You can't just run a simple `INSERT INTO table SELECT * FROM old_table`, or anything like that because if the data is large, it takes forever and a failure in the middle could be fairly difficult to recover from.
So what I do is I split the migration into time-based chunks, because nearly every table has a time component that is immutable after writing, but I really want a migration tool that can figure out what that column is, what those chunks are, and incrementally apply a data migration in batches so that if one batch fails I can go in there to investigate and know exactly how much progress on the data migration has been made.
For materialized columns, it's a "easy" (not really because you still need to monitor the backfill) because we can run something like `ALTER TABLE events UPDATE materialized_column = materialized_column WHERE 1`. Depending on the materialization that can bring the load up on clickhouse because it still creates a lot of background mutations that we need to monitor, because they can fail due to all sorts of reasons (memory limit or disk space errors), in which case we need to jump in and fix things by hand.

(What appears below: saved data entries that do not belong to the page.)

PR #1777, opened 2020-06-30
Improve test verification

doxiao:
1) In ItMiiDomain testPatchAppV2 test case, stop the application availability thread when it detects a failure, instead of waiting for the patched application is accessible on all managed servers.
2) In ItOperatorRestartWhenPodRoll test case, check and wait for the operator pod to be restarted, instead of,  ready to close a window between async deletion of the operator and check for podIsReady.

### DIFF
--- a/new-integration-tests/src/test/java/oracle/weblogic/kubernetes/ItMiiDomain.java
+++ b/new-integration-tests/src/test/java/oracle/weblogic/kubernetes/ItMiiDomain.java
@@ -410,7 +410,7 @@ class ItMiiDomain {
         } catch (InterruptedException ie) {
           // do nothing
         }
- 
+
         // check the application availability data that we have collected, and see if
         // the application has been available all the time since the beginning of this test method
         logger.info("Verify that V2 application was available when domain {0} was being patched with image {1}",
@@ -1045,10 +1045,11 @@ class ItMiiDomain {
       String appPath
   ) {
     boolean v2AppAvailable = false;
- 
+    boolean failed = false;
+
     // Access the pod periodically to check application's availability across the duration
     // of patching the domain with newer version of the application.
-    while (!v2AppAvailable)  {
+    while (!v2AppAvailable && !failed)  {
       v2AppAvailable = true;
       for (int i = 1; i <= replicaCount; i++) {
         v2AppAvailable = v2AppAvailable && appAccessibleInPod(
@@ -1074,6 +1075,7 @@ class ItMiiDomain {
       
       if (count == 0) {
         logger.info("XXXXXXXXXXX: application not available XXXXXXXX");
+        failed = true;
       } else {
         logger.fine("YYYYYYYYYYY: application available YYYYYYYY count = " + count);   
       }
--- a/new-integration-tests/src/test/java/oracle/weblogic/kubernetes/ItMiiDomain.java
+++ b/new-integration-tests/src/test/java/oracle/weblogic/kubernetes/ItMiiDomain.java
@@ -1045,11 +1045,10 @@ class ItMiiDomain {
       String appPath
   ) {
     boolean v2AppAvailable = false;
-    boolean failed = false;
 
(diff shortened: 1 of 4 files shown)


doxiao:
https://build.weblogick8s.org:8443/view/all/job/weblogic-kubernetes-operator-kind-new/566/

new-integration-tests/src/test/java/oracle/weblogic/kubernetes/ItMiiDomain.java
```diff
@@ -1074,6 +1075,7 @@ private static void collectAppAvaiability(
       
       if (count == 0) {
         logger.info("XXXXXXXXXXX: application not available XXXXXXXX");
+        failed = true;
```
rjeberhard, line 1078: This is an odd programming style. Why not use break?

rjeberhard: Related question... why aren't you using our ordinary retry pattern?

doxiao: > This is an odd programming style. Why not use break?

Yes, actually I can just exit the loop with break.

doxiao: > Related question... why aren't you using our ordinary retry pattern?

Did you mean using ConditionFactory?

new-integration-tests/src/test/java/oracle/weblogic/kubernetes/ItOperatorRestartWhenPodRoll.java
```diff
@@ -235,18 +234,14 @@ private void restartOperatorAndVerify() {
             opNamespace,
             condition.getElapsedTimeInMS(),
             condition.getRemainingTimeInMS()))
-        .until(assertDoesNotThrow(() -> operatorIsReady(opNamespace),
-          "operatorIsReady failed with ApiException"));
+        .until(assertDoesNotThrow(() -> isOperatorPodRestarted(opNamespace, opPodCreationTime),
```
vanajamukkara, line 237: you already have operator pod name in this method, you can directly call isPodRestarted(podName, namespace, timestamp)?

doxiao: I only have the old name, and a restarted pod has a different name.

doxiao: isOperatorPodRestarted() does not require the operator pod name because we'll only have one operator in a namespace.

new-integration-tests/src/test/java/oracle/weblogic/kubernetes/ItMiiDomain.java
doxiao: The pattern that we use in the Unit test cases are easier for a simple condition retries. Here we have additional operation to perform. So I did not think that was a better pattern for this.

new-integration-tests/src/test/java/oracle/weblogic/kubernetes/ItMiiDomain.java
```diff
@@ -1074,6 +1074,7 @@ private static void collectAppAvaiability(
       
       if (count == 0) {
         logger.info("XXXXXXXXXXX: application not available XXXXXXXX");
```
rjeberhard, line 1076: What are the "XXX" and "YYY"? What application is it?

doxiao: Those "XXX" and "YYY" marks just make it easier for people to notice the failure/healthy conditions. The failure case "XXX" is INFO, and "YYY" is "FINE".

For materialized tables, it's a bit harder because we need to write custom scripts to load data in day-wise (or month, depending on the data size) chunks like you mentioned, because an `INSERT INTO table SELECT * FROM another_table` will for sure run into memory limit errors depending on the data size.
I would love to think more about this to see if it's something that would make sense to handle within Houseplant.
Would love to chat more here or there if you're keen!
On the other, I've definitely had trouble with getting an existing migrations tool to work with Clickhouse.. currently using golang-migrate but it's not painless. I think Atlas might have the right idea but I'm hesitant to lock my company into commercial tooling. Sqlmesh may also kind of do what's needed, but its focus is more on transforming tables of data, managing your ddl happens as a happy accident along the way.
As to what else, I continually fail to see what’s wrong with SQL. It’s incredibly easy to read, in plain English, and understand what is being done. ALTER TABLE foo ADD COLUMN bar INTEGER NOT NULL DEFAULT 0… hmm, wonder what that’s doing?
For people who say you get too many .sql files doing it this way: a. Get your data models right the first time b. Build a tool to parse and combine statements, if you must.
This could be done with SQL comments, but having it in a structured format makes it more reliable to parse and validate programmatically. I do see why YAML's quirks could become a problem in a tool that's meant to help you make sure your database is in order, we didn't run into issues like country codes or numbers being interpreted as sexagesimal (yet).
Perhaps a middle ground would be to keep the actual migrations in .sql files for readability, while using a separate metadata file (in JSON or TOML) for the orchestration details. What do you think?
I guess my stance is that if you need some kind of config file to create the migration, then fine, but as a DBRE, it’s much easier for me to reason about the current state by seeing the declarative output than by mentally summing migration files. As a bonus, this lets you see quite easily if you’ve done something silly like creating an additional index on a column that has a UNIQUE constraint (though you’d still have to know why that’s unnecessary, I suppose).